Material supplied
PR #206, opened 2018-11-15
[BSC#1111880] Change internal LDAP group name to prevent conflicts

nanoscopic:
Change internal LDAP group name to prevent external auth conflicts

The internal LDAP group name for the Velum admin user was 'Administrators'. Once external auth is enabld to a companies LDAP server, this causes anyone in an Administrators group there also to gain permission to be a cluster admin.

Changing the name of the group to CaaSP-Administrators to prevent this conflict from occurring and it to be explicity obvious what the group is intended to administrate.

### DIFF
--- a/manifests/public.yaml
+++ b/manifests/public.yaml
@@ -289,7 +289,7 @@ spec:
     - name: LDAP_BASE_DN
       value: dc=infra,dc=caasp,dc=local
     - name: LDAP_ADMIN_GROUP_DN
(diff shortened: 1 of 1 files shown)


dannysauer:
Based on a quick grep, the `Administrators` string appears hard-coded in http://github.com/kubic-project/velum in a few places.  One appears to just be a fall-back if not specified, but it'd be a good idea to double-check on that.

Otherwise, this LGTM - once you (or someone) has figured out how this gets applied to an existing cluster in an update situation and noted that either here or in the bugzilla record. :)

Exercise
Find the line with "--- a/manifests/public.yaml" in the data above. Restate it and all later lines word for word, ending with the last line.

Answer
--- a/manifests/public.yaml
+++ b/manifests/public.yaml
@@ -289,7 +289,7 @@ spec:
     - name: LDAP_BASE_DN
       value: dc=infra,dc=caasp,dc=local
     - name: LDAP_ADMIN_GROUP_DN
(diff shortened: 1 of 1 files shown)


dannysauer:
Based on a quick grep, the `Administrators` string appears hard-coded in http://github.com/kubic-project/velum in a few places.  One appears to just be a fall-back if not specified, but it'd be a good idea to double-check on that.

Otherwise, this LGTM - once you (or someone) has figured out how this gets applied to an existing cluster in an update situation and noted that either here or in the bugzilla record. :)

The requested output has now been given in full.